WORK ORDER — Would you show every line from the records that holds "broken"?

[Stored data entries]
PR #139, opened 2025-05-29
CPLYTM-237 fix: applies fixes to broken build and UX

jpower432:
## Summary

Updates assessment-plan logic

- Fix broken build by removing redefined `d` shorthand
- Introduces `out` flag to the user can control where the config is written to.

### Rationale on providing `out` instead of writing to the workspace

For clear differentiation for the user on what should and should not be edited. Files written to the workspace and managed by `complytime` as configuration and to store state in between command runs should not be edited. Allowing the user to provide a location for the configuation gives a clear indication that the configuration is a different use case and the intent is to modify the contents.

## Related Issues
CPLYTM-237

## Review Hints

Review each commit individually

Run below to test:
```
complytime list
complytime plan <framework-id> --dry-run
complytime plan <framework-id> --dry-run --out config.yml
complytime plan <framework-id> --with-config config.yml
```

### DIFF
--- a/cmd/complytime/cli/plan.go
+++ b/cmd/complytime/cli/plan.go
@@ -21,6 +21,9 @@ import (
 
 const assessmentPlanLocation = "assessment-plan.json"
 
+// TODO: `assessmentPlanFilterLocation` is generic, but can be input based on the user preference
+const assessmentPlanFilterLocation = "config.yml"
+
 // PlanOptions defines options for the "plan" subcommand
 type planOptions struct {
 	*option.Common
--- a/cmd/complytime/cli/plan.go
+++ b/cmd/complytime/cli/plan.go
@@ -21,9 +21,6 @@ import (
 
 const assessmentPlanLocation = "assessment-plan.json"
 
-// TODO: `assessmentPlanFilterLocation` is generic, but can be input based on the user preference
-const assessmentPlanFilterLocation = "config.yml"
-
 // PlanOptions defines options for the "plan" subcommand
 type planOptions struct {
 	*option.Common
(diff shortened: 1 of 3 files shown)


hbraswelrh (approved):
LGTM. Tested locally and this works as expected :+1: . I agree with your rationale for introducing the `--out` flag. The separation makes it clear to the user that they should only edit the configuration file indicated by passing the `--out` flag.

hbraswelrh (approved):
LGTM

cmd/complytime/cli/plan.go
```diff
@@ -34,15 +31,20 @@ type planOptions struct {
...
 
 var planExample = `
-	# The default behavior is to prepare a default assessment plan with all defined
-    # controls within the framework in scope
+	# The default behavior is to prepare a default assessment plan with all defined controls within the framework in scope
 	complytime plan myframework
 
 	# To customize the assessment plan, run in dry-run mode
-	complytime plan myframework --dry-run > config.yml
+	complytime plan myframework --dry-run
```
marcusburghardt: This command is not actually customizing the assessment plan, but showing the included controls. Maybe the comment is outdated.

cmd/complytime/cli/plan.go
```diff
@@ -31,15 +31,20 @@ type planOptions struct {
...
 	withConfig string
+
+	// Out
+	Output string
 }
 
 var planExample = `
-	# The default behavior is to prepare a default assessment plan with all defined
-    # controls within the framework in scope
+	# The default behavior is to prepare a default assessment plan with all defined controls within the framework in scope
```
marcusburghardt: I know it was already here before this PR, but since the example in cobra.Command definition is calling this variable, the indentation showed with `--help` is not aligned with other commands and there is an extra blank line. I would not block this PR because of this, but it would be nice to have the examples consistent among commands.

marcusburghardt (changes requested):
It is working as expected. There are only two comments regarding the example. One is about consistency and not blocking this PR, the other is likely an outdated comment that we should update.

marcusburghardt (approved):
Thanks for the updates @jpower432 .

PR #141, opened 2025-05-30
CPLYTM-831: remove pre-release workflow

marcusburghardt:
## Summary

This workflow is creating several pre-releases are were considered not bringing value at this moment so removing this workflow will not only make the releases cleaner but also save CI resources.

## Related Issues

Cleaner releases: https://github.com/complytime/complytime/releases 

## Review Hints

The history of these jobs can be checked here:

- https://github.com/complytime/complytime/actions/workflows/pre-release.yml


jpower432 (approved):
LGTM

hbraswelrh (approved):
LGTM.

PR #147, opened 2025-06-03
chore: update openscap observation title

qduanmu:
## Summary
The check id is added as an oscal observation property, so revert the change on observation title in openscap pvp result.


marcusburghardt:
@qduanmu , I guess we had similar issues with pre-commit. :) For information, I also updated the README.md in https://github.com/complytime/complytime/pull/148 .

qduanmu:
> @qduanmu , I guess we had similar issues with pre-commit. :) For information, I also updated the README.md in #148 .

Aha, I can rebase after that merged.

marcusburghardt (dismissed):
LGTM. Only need to rebase.

jpower432 (changes requested):
@qduanmu The version of C2P needs to be bumped to the commit with your changes to ensure the upstream fixes are incorporated.

jpower432 (approved):
LGTM. Thanks @qduanmu!

marcusburghardt (commented):
Before the PR the titles were shown like this:
`"title": "package_dnf-automatic_installed",`

Now they are like this:
`"title": "xccdf_org.ssgproject.content_rule_package_dnf-automatic_installed",`

I have the impression it was not changed before bumping the versions. The longer form is how the rule is referenced in OpenSCAP Datastream (technology specific), so I think keeping it without the prefix `xccdf_org.ssgproject.content_rule_` was intentional before. WDYT @jpower432 @gvauter ?

jpower432:
@marcusburghardt For context on the reasoning behind original change - 
The title was intentionally changed through this [commit](https://github.com/complytime/complytime/commit/2937bb685ffe21d37abae98e1f23de2aabcb2ed8), but for continued functionality due to an upstream issue. Now that it is fixed, this PR just changes it back.

However, I think you bring up an excellent point! We are now relying on a property instead of the `title` during the reporting step so there are no constraints around what the `title` can be. This could be an opportunity to agree on what makes the most sense in the field.

marcusburghardt:
> @marcusburghardt For context on the reasoning behind original change - The title was intentionally changed through this [commit](https://github.com/complytime/complytime/commit/2937bb685ffe21d37abae98e1f23de2aabcb2ed8), but for continued functionality due to an upstream issue. Now that it is fixed, this PR just changes it back.
> 
> However, I think you bring up an excellent point! We are now relying on a property instead of the `title` during the reporting step so there are no constraints around what the `title` can be. This could be an opportunity to agree on what makes the most sense in the field.

Thanks for the context @jpower432 . Understood. I am also curious on more inputs on the better experience in the field.

marcusburghardt (approved):
LGTM. I have a question in https://github.com/complytime/complytime/pull/147#issuecomment-2942977265 but understand it is not in the scope of this PR. It is something we can discuss and change later, if necessary. Thanks @qduanmu

PR #159, opened 2025-06-04
ci: include guiding comment in dependabot PRs

marcusburghardt:
## Summary

This PR includes two commits:
- Fix the checkout reference so the versions can be extracted from the commit title
- Include a comment in PRs with guidance to move forward.

## Related Issues

Better experience reviewing dependabot PRs

## Review Hints

It is better to review the commits chronologically.
This should be the final changes in this workflow. It is minimalist, but can easily be extended on demand.

### DIFF
--- a/.github/workflows/dependabot-auto-review.yml
+++ b/.github/workflows/dependabot-auto-review.yml
@@ -26,19 +26,19 @@ jobs:
         run: |
           COMMIT_SUBJECT=$(git log -1 --format=%s)
           versions=($(grep -Eo '[0-9]+\.[0-9]+\.[0-9]+' <<< "$COMMIT_SUBJECT"))
-          echo "CURRENT_VERSION=${versions[0]}" >> $GITHUB_ENV
-          echo "NEW_VERSION=${versions[1]}" >> $GITHUB_ENV
+          echo "FROM_VERSION=${versions[0]}" >> $GITHUB_ENV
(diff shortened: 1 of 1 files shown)


.github/workflows/dependabot-auto-review.yml
```diff
@@ -71,3 +71,16 @@ jobs:
...
+        with:
+          issue-number: ${{ github.event.pull_request.number }}
+          body: |
+            Version bump from ${{ env.FROM_VERSION }} to ${{ env.TO_VERSION }}
+            Breaking risk based on semantic versioning: ${{ env.RISK }}
+            Before merging, please ensure:
+            - The update does not introduce breaking changes.
+            - The update has passed in CI tests.
+            - If the risk is high, at least two maintainers approve.
+            - If the risk is medium or low, at least one maintainer approve.
```
huiwangredhat: One approval conflicts with the PR merge rule, which requires two approvals.

marcusburghardt: The idea is that this Workflow gives one approval for PRs with low and medium risk. But since this would still demand changes in CODEOWNERS, I think you brought a good point. I will quickly update it to leave this message more generic for now.

marcusburghardt: Since the PR is small, I amended the last commit.

huiwangredhat (approved):
Thanks for your update. LGTM.

hbraswelrh (approved):
LGTM.

PR #155, opened 2025-06-04
feat: CPLYTM-759 updating scope config command flag

hbraswelrh:
## Summary
This PR changes the `--with-config` flag to `--scope-config` to reduce confusion and overlap of configuration flags. The update emphasizes the scope that is altered based on `FrameworkId` and the excluded controls of the `config.yml`.

## Related Issues
- CPLYTM-759
- Depends on PR #134 
- Closed by #156 
## Review Hints

**Useful commands:**

```bash
./bin/complytime list
./bin/complytime plan <framework-id> --dry-run 
./bin/complytime plan <framework-id> --dry-run --out config.yml
./bin/complytime plan <framework-id> --scope-config config.yml
```

PR #140, opened 2025-05-30
feat: CPLYTM-830 filtering added controls by frameworkID

hbraswelrh:
## Summary
This PR updates the check for applicable controls based on the `frameworkID`. The `frameworkID` Property on the `ControlImplementationSet` is compared with the scoped `frameworkID` . Based on the check, the controls are included if applicable. 

## Related Issues

- CPLYTM-237
- Closed by #171 

## Review Hints

**Testing with the available frameworkID in the user workspace**
- `complytime plan <frameworkid> --dry-run --out config.yml`
-  `complytime plan <frameworkid> --scope-config config.yml`
- `cat config.yml`

PR #156, opened 2025-06-04
docs: CPLYTM-759 updating for scope-config refactor

hbraswelrh:
## Summary
This PR updates the documentation for the `complytime plan` command. The `--scope-config` flag loads the `config.yml` to configure the `assessment-plan.json`.  

## Related Issues

- Depends on PR #155 and PR #134 

## Review Hints
**Related commands:**

```bash
./bin/complytime list
./bin/complytime plan <framework-id> --dry-run 
./bin/complytime plan <framework-id> --dry-run --out config.yml
./bin/complytime plan <framework-id> --scope-config config.yml
```

PR #171, opened 2025-06-10
feat: CPLYTM-830 skipping activities with out-of-scope controls

hbraswelrh:
## Summary
This PR updates the OSCAL Assessment Plan `activities` field when filtering controls based on the assessment-plan. If the controls are excluded from the `assessment-plan.json` or deleted from the `config.yml`, the associated activities will be marked as "skipped" in the `assessment-plan.json`.

The `scope_test.go` updates were made to include a test for "All Controls Out-of-Scope" and "Some Controls Out-of-Scope." The tests will trigger the out-of-scope activities with `skippedProperty` and `skippedActivity` properties when expected `control-ids` are not provided. 

## Related Issues

- Depends on #134 
- Closes #140 
- Related to #156 
- Closes #155 
- CPLYTM-237[CPLYTM-830]

## Review Hints

**Review commit by commit** 
-   [Expanding unit tests](https://github.com/complytime/complytime/pull/171/commits/28e76490cb0033d3085562776cf0aa57e39d9e1c) 
-   [Introducing skipped property](https://github.com/complytime/complytime/pull/171/commits/8d8c72302a641bc223d0b9b13bc87b258c743863)
- Note: tests are passing in CI

#### Writing the config to the complytime workspace 
- `./bin/complytime plan <frameworkid> --dry-run`
- `./bin/complytime plan <frameworkid> --dry-run --out config.yml`
#### Update the `config.yml` to exclude r1 from the assessment-plan.json
- `./bin/complytime plan <frameworkid> --scope-config config.yml`
**Result:**
image

### DIFF
--- a/internal/complytime/plan/scope.go
+++ b/internal/complytime/plan/scope.go
@@ -3,12 +3,8 @@
 package plan
 
 import (
-	"os"
-
 	oscalTypes "github.com/defenseunicorns/go-oscal/src/types/oscal-1-1-3"
 	"github.com/hashicorp/go-hclog"
-
-	"github.com/complytime/complytime/pkg/log"
 )
 
 // AssessmentScope sets up the yaml mapping type for writing to config file.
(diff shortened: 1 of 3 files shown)


internal/complytime/plan/scope.go
```diff
@@ -54,6 +54,18 @@ func (a AssessmentScope) applyControlScope(assessmentPlan *oscalTypes.Assessment
 					for controlSelectionI := range controlSelections {
 						controlSelection := &controlSelections[controlSelectionI]
 						filterControlSelection(controlSelection, includedControls)
+						if controlSelection.IncludeControls == nil {
```
jpower432, line 57: Nit: Not really a consideration right now but this marks the `RelatedControls` as nil if one of the `ControlSelections` is nil and there could be others that are populate. A note for the future because in our use case we only ever have one `ControlSelection`.

jpower432 (approved):
LGTM. One nit (no blocking)

internal/complytime/plan/scope.go
hbraswelrh: In that case, the future option would be to iterate through `ControlSelections` and for each `ControlSelection` == nil, a slice could keep track for a nil check at the end. Then, only if `ControlSelections` is empty would the `RelatedControls` would be set to nil.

WRITTEN REPLY —
CPLYTM-237 fix: applies fixes to broken build and UX
- Fix broken build by removing redefined `d` shorthand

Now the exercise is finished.